Differences in the pattern of cone activation to different wavelengths of energy. Cone/rod distribution determine the experience of central/peripheral vision. Edges are exaggerated.
Mechanoreceptors:
Sense mechanical pressure. Physically deforming a mechanoreceptor causes ion channels to open, which causes the cell to fire.

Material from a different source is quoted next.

PR #33, opened 2022-12-10
Don't fail the workflow if test execution fails

loganek:


loganek:
Merging to unblock nightly test execution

3 classes of mechanoreceptors:
Inner ear, skin, muscles & tendons
Movement of hair cells in the inner ear:
Hearing, inertia, gravity.
Pressure and stretch receptors in the skin:
Light touch, texture, stretch, pain.
What’s sound?
A (sine) wave of moving air, the amount of pressure over a certain period of time.
The frequency of sound.
High frequency, high-pitched/low frequency, low-pitched.
The amplitude of sound.
High amplitude, loud sound, low amplitude, soft sound.
Auditory hair cells:
Ion channels on adjacent hairs are connected by a ‘tip link.’ Movement of the hair cells pulls the ion channels open, depolarizing (activating) the cell.
Mechanoreceptors in the cochlea provide:
Loudness, pitch, timbre, NOT location (that’s time and volume differences).
The liquid in the semicircular canals.
Endolymph. Viscosity can change which will interfere with perception.
What do the inner ears contain?
Otolith organs. (sense of gravity)
Mechanoreceptors in the skin.
Light touch, firm pressure, vibration, pain & skin stretch. All are specialised for different types of pressure.
Haptic touch.
Exploring objects with your subcutaneous mechanoreceptors.